• WHAT IS REQUIRED: An identical reprint of the entire listing below is expected.

• DATA FOR REVIEW:
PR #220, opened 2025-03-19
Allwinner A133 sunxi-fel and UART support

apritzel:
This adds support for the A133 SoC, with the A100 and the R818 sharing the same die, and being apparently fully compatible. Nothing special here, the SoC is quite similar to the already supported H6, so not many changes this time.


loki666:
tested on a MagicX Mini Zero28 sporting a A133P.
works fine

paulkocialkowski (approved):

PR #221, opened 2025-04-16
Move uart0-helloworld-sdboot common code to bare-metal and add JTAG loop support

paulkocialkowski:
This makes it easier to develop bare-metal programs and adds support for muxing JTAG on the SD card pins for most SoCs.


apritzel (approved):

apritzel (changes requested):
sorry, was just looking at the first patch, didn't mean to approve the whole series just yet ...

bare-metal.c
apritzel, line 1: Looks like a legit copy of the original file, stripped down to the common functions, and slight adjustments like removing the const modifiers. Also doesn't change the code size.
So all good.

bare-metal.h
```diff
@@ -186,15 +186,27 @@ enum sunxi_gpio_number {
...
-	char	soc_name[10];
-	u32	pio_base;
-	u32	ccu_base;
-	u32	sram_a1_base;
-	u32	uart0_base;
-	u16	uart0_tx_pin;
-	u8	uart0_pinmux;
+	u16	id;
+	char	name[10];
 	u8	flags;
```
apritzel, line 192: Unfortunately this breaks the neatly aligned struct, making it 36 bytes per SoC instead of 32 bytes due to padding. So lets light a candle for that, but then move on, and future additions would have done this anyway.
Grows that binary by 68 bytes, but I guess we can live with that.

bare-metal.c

• ANSWER SECTION:
PR #220, opened 2025-03-19
Allwinner A133 sunxi-fel and UART support

apritzel:
This adds support for the A133 SoC, with the A100 and the R818 sharing the same die, and being apparently fully compatible. Nothing special here, the SoC is quite similar to the already supported H6, so not many changes this time.


loki666:
tested on a MagicX Mini Zero28 sporting a A133P.
works fine

paulkocialkowski (approved):

PR #221, opened 2025-04-16
Move uart0-helloworld-sdboot common code to bare-metal and add JTAG loop support

paulkocialkowski:
This makes it easier to develop bare-metal programs and adds support for muxing JTAG on the SD card pins for most SoCs.


apritzel (approved):

apritzel (changes requested):
sorry, was just looking at the first patch, didn't mean to approve the whole series just yet ...

bare-metal.c
apritzel, line 1: Looks like a legit copy of the original file, stripped down to the common functions, and slight adjustments like removing the const modifiers. Also doesn't change the code size.
So all good.

bare-metal.h
```diff
@@ -186,15 +186,27 @@ enum sunxi_gpio_number {
...
-	char	soc_name[10];
-	u32	pio_base;
-	u32	ccu_base;
-	u32	sram_a1_base;
-	u32	uart0_base;
-	u16	uart0_tx_pin;
-	u8	uart0_pinmux;
+	u16	id;
+	char	name[10];
 	u8	flags;
```
apritzel, line 192: Unfortunately this breaks the neatly aligned struct, making it 36 bytes per SoC instead of 32 bytes due to padding. So lets light a candle for that, but then move on, and future additions would have done this anyway.
Grows that binary by 68 bytes, but I guess we can live with that.

bare-metal.c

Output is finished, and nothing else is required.